Task description: Pull out every line with the word "string" from the entries below.

Records to use:
______

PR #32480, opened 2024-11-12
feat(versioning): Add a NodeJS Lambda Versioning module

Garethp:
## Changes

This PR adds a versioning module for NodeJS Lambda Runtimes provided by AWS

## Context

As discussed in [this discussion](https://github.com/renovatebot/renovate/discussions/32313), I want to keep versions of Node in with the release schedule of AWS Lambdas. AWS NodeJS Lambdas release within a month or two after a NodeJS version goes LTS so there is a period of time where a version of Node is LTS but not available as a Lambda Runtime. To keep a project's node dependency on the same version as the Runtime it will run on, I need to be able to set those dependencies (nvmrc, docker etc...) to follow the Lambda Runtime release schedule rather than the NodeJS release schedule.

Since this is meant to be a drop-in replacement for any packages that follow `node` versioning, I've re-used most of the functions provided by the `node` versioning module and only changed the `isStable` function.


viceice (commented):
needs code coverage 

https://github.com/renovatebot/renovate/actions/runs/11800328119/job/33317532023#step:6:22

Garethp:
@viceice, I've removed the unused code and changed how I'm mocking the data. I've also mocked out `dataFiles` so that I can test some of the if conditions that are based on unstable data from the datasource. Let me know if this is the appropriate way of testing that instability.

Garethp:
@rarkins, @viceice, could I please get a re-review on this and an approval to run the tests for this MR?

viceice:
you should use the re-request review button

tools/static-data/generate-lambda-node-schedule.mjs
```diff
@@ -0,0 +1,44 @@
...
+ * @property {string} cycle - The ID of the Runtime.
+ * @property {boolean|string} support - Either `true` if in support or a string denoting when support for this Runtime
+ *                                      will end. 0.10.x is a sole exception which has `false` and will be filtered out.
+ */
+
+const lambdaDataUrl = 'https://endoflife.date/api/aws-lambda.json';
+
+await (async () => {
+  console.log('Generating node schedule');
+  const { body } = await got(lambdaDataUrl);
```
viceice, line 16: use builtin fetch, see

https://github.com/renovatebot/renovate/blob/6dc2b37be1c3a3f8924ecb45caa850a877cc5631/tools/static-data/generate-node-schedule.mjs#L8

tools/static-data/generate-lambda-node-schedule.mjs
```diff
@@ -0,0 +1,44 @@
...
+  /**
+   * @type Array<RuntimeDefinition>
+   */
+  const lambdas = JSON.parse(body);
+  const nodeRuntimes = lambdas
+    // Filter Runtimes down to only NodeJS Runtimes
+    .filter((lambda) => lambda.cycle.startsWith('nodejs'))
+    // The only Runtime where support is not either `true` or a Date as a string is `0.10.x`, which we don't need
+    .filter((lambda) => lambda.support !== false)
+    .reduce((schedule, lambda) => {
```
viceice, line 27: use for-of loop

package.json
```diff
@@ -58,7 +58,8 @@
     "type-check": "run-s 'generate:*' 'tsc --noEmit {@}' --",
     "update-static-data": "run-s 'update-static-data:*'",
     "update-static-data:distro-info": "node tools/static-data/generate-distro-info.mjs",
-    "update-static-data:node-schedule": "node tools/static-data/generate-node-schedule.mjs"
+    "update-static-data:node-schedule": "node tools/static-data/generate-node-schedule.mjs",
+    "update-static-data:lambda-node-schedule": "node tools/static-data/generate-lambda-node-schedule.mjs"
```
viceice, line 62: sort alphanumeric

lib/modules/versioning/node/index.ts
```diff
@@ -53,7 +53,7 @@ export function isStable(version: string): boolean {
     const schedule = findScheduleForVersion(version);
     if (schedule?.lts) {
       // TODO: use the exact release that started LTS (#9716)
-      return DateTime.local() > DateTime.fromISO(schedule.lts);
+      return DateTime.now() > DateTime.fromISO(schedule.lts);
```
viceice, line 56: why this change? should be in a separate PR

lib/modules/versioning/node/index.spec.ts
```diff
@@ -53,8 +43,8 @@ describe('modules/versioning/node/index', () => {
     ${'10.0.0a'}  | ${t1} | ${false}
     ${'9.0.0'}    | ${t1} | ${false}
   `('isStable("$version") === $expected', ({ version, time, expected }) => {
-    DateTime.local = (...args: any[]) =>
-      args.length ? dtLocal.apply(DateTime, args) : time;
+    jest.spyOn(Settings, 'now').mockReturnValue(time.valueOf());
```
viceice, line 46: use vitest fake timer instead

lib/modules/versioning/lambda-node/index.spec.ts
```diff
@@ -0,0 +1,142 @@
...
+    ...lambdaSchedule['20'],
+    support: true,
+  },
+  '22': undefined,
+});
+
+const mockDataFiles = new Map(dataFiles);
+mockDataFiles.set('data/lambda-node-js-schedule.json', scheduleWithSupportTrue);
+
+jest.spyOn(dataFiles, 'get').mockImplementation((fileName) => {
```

______

Result of the exercise:
+ * @property {string} cycle - The ID of the Runtime.
+ * @property {boolean|string} support - Either `true` if in support or a string denoting when support for this Runtime
+    // The only Runtime where support is not either `true` or a Date as a string is `0.10.x`, which we don't need
@@ -53,7 +53,7 @@ export function isStable(version: string): boolean {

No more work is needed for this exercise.